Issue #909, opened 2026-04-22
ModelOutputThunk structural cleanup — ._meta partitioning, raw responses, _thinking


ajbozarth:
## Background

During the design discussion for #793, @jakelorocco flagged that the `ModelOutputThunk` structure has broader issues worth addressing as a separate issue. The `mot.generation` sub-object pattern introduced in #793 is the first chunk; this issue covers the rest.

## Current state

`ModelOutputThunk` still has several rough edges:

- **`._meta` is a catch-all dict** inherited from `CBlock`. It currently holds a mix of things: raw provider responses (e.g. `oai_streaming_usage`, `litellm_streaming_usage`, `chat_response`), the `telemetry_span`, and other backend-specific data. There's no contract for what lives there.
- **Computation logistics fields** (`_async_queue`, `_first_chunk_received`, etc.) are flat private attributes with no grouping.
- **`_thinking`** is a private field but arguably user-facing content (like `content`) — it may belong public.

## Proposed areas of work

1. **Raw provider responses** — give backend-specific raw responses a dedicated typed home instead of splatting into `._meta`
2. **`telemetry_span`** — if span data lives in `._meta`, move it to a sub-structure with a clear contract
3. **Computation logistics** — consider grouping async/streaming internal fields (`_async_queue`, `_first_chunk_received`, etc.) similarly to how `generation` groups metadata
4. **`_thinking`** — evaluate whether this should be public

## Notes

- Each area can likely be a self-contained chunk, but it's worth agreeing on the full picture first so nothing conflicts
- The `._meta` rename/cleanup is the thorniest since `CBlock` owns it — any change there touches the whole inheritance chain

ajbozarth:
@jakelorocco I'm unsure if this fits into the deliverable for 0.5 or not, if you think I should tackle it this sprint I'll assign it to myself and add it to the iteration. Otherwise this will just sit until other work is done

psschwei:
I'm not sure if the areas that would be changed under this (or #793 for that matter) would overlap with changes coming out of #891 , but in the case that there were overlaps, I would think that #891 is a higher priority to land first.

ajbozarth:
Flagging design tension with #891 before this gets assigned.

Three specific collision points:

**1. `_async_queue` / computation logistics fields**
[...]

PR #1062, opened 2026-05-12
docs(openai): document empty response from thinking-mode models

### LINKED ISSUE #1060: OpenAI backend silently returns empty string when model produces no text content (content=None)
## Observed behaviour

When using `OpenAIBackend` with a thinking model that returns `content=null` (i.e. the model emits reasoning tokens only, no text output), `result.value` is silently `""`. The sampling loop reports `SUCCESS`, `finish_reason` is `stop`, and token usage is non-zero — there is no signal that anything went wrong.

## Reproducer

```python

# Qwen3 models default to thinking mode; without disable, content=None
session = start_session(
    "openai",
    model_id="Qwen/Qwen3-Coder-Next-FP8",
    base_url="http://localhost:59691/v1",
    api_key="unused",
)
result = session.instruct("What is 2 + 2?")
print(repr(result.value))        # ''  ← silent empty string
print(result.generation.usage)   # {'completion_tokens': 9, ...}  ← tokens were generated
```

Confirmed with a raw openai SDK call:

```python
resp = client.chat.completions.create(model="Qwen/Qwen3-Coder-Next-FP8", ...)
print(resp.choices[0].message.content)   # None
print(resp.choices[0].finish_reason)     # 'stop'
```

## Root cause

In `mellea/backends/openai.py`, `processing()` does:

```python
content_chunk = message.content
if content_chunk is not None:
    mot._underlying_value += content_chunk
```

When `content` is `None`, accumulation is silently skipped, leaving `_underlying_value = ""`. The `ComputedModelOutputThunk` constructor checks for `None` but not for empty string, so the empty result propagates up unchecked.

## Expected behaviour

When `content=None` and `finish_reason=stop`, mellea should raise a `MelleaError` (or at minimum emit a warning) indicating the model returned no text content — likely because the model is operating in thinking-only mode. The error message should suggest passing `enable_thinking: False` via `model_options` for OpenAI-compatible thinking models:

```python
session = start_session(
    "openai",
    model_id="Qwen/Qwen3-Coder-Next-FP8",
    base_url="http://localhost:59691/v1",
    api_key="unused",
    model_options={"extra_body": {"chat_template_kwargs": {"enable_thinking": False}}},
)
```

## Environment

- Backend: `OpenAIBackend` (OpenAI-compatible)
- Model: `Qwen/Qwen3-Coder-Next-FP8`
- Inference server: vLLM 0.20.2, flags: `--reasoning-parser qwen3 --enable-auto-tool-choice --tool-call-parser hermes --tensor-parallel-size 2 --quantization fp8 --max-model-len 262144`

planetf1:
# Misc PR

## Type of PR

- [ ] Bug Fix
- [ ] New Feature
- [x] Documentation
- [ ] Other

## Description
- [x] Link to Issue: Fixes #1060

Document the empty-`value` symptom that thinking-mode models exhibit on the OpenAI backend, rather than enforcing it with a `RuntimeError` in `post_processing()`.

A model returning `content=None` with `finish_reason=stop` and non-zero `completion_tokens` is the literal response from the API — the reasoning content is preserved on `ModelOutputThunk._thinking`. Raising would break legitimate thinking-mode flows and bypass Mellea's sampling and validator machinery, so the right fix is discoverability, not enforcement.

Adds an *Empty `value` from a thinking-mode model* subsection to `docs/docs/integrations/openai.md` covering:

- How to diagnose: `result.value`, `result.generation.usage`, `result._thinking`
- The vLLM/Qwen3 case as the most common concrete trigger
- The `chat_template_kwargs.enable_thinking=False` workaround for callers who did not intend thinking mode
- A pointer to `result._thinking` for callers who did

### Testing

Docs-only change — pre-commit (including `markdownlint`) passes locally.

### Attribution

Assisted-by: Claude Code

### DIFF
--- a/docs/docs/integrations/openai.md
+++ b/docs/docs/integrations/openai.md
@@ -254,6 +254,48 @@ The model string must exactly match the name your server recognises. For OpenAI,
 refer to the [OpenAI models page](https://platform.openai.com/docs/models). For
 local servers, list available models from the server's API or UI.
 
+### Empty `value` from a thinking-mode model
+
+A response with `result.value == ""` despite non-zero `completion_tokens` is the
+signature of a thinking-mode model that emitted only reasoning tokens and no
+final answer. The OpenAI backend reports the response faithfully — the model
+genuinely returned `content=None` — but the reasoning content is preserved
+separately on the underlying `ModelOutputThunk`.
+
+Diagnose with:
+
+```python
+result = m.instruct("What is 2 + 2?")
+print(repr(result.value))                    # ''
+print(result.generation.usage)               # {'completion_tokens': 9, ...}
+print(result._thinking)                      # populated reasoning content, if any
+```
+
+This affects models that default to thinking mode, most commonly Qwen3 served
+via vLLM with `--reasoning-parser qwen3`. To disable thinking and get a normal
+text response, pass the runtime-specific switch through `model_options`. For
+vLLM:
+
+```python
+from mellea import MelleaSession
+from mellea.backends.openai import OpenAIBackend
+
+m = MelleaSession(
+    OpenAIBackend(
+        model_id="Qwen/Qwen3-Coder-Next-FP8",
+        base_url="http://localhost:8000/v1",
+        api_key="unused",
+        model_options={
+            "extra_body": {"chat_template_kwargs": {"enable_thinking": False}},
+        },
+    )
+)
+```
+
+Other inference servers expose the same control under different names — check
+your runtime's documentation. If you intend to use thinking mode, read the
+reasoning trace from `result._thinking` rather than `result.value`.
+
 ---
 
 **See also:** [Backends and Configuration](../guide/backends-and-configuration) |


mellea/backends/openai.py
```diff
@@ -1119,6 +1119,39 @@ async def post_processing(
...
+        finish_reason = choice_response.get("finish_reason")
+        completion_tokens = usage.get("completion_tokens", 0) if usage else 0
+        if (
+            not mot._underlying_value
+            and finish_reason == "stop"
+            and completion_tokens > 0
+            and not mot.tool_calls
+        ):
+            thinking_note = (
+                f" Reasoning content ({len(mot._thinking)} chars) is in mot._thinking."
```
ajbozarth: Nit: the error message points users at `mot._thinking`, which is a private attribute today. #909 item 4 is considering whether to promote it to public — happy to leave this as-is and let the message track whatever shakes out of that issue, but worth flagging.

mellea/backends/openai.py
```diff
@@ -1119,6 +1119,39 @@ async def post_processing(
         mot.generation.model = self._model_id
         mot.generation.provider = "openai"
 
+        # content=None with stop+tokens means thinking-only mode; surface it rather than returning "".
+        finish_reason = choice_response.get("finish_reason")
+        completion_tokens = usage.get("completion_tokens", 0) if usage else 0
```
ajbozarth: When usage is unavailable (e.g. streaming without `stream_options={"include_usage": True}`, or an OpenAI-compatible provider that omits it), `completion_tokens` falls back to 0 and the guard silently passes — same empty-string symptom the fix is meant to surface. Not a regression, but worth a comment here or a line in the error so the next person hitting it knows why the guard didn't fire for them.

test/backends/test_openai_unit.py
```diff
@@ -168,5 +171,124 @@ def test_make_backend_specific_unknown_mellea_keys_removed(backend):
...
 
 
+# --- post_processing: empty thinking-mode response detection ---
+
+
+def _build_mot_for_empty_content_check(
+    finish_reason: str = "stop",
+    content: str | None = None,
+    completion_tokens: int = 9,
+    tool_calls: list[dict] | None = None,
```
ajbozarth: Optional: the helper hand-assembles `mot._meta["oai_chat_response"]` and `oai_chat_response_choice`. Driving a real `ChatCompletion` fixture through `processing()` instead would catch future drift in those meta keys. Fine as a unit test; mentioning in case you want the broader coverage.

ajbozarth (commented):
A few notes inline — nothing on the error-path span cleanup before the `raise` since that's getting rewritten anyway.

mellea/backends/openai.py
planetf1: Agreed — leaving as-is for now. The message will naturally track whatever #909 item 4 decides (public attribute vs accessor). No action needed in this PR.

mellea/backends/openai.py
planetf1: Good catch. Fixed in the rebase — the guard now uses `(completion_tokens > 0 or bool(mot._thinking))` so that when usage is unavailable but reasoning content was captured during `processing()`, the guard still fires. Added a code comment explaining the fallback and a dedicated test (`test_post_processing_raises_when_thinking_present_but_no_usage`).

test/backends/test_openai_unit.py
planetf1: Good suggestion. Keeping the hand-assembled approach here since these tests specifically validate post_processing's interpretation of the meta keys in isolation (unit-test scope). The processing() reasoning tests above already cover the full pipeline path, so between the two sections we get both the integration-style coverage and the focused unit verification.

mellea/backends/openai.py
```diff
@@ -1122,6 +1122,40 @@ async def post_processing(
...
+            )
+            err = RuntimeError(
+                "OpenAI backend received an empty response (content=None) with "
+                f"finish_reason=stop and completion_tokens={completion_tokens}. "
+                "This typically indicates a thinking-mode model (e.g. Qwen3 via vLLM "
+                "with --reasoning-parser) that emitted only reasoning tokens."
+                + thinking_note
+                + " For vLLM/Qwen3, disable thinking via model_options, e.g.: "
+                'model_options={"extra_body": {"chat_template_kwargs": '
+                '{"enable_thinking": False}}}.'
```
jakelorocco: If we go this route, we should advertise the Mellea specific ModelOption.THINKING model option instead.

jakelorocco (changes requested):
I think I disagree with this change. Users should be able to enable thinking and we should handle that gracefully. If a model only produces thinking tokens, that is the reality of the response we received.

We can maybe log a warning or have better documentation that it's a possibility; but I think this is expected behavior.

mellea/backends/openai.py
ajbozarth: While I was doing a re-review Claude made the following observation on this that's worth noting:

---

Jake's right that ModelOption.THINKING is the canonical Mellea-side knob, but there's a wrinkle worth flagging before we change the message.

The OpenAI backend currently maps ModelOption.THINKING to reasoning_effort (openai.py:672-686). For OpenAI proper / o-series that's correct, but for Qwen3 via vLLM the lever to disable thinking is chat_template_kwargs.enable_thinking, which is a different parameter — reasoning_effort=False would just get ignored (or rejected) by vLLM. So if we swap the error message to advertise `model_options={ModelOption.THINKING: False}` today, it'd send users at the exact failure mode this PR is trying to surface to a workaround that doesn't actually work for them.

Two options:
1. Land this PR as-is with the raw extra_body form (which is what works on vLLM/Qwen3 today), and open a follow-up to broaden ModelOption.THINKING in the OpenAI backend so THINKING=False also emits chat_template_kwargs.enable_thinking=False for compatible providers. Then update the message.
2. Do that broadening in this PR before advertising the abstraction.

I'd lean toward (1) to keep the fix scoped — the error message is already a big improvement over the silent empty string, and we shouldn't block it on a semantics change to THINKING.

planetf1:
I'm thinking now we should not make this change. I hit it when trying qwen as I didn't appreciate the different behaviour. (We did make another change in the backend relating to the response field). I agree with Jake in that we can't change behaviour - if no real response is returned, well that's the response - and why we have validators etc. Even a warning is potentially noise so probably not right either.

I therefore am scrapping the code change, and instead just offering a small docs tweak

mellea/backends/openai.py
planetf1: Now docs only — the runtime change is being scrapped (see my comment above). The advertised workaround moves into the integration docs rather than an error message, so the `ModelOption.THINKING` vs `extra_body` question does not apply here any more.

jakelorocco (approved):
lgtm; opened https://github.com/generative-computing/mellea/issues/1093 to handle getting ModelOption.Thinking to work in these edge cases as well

********************

Scan the data above for the word "default". Copy every line in which it is found.

__Response to the exercise__:
# Qwen3 models default to thinking mode; without disable, content=None
+This affects models that default to thinking mode, most commonly Qwen3 served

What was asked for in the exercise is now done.